- Your instructions -
Based on the entries below, how many lines contain the word "have"? Respond with only the number.

:: Data for analysis

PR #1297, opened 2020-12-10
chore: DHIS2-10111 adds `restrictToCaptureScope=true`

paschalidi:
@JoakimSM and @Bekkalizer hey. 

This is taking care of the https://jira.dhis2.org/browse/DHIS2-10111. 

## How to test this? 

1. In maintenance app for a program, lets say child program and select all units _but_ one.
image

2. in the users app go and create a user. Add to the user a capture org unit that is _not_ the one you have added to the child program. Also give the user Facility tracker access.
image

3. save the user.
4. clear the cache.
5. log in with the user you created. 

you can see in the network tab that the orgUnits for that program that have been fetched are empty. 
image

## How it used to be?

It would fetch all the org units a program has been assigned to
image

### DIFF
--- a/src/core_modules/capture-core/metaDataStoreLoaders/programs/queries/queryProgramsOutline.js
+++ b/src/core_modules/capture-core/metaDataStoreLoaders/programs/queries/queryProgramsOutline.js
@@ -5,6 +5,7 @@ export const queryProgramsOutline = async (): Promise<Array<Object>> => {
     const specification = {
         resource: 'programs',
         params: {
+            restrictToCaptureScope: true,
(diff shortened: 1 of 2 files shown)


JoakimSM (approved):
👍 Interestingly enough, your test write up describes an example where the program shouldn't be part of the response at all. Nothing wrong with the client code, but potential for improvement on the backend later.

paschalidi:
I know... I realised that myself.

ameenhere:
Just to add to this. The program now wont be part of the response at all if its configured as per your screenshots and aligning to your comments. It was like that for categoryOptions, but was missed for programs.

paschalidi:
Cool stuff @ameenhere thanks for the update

::::

- Solution -
2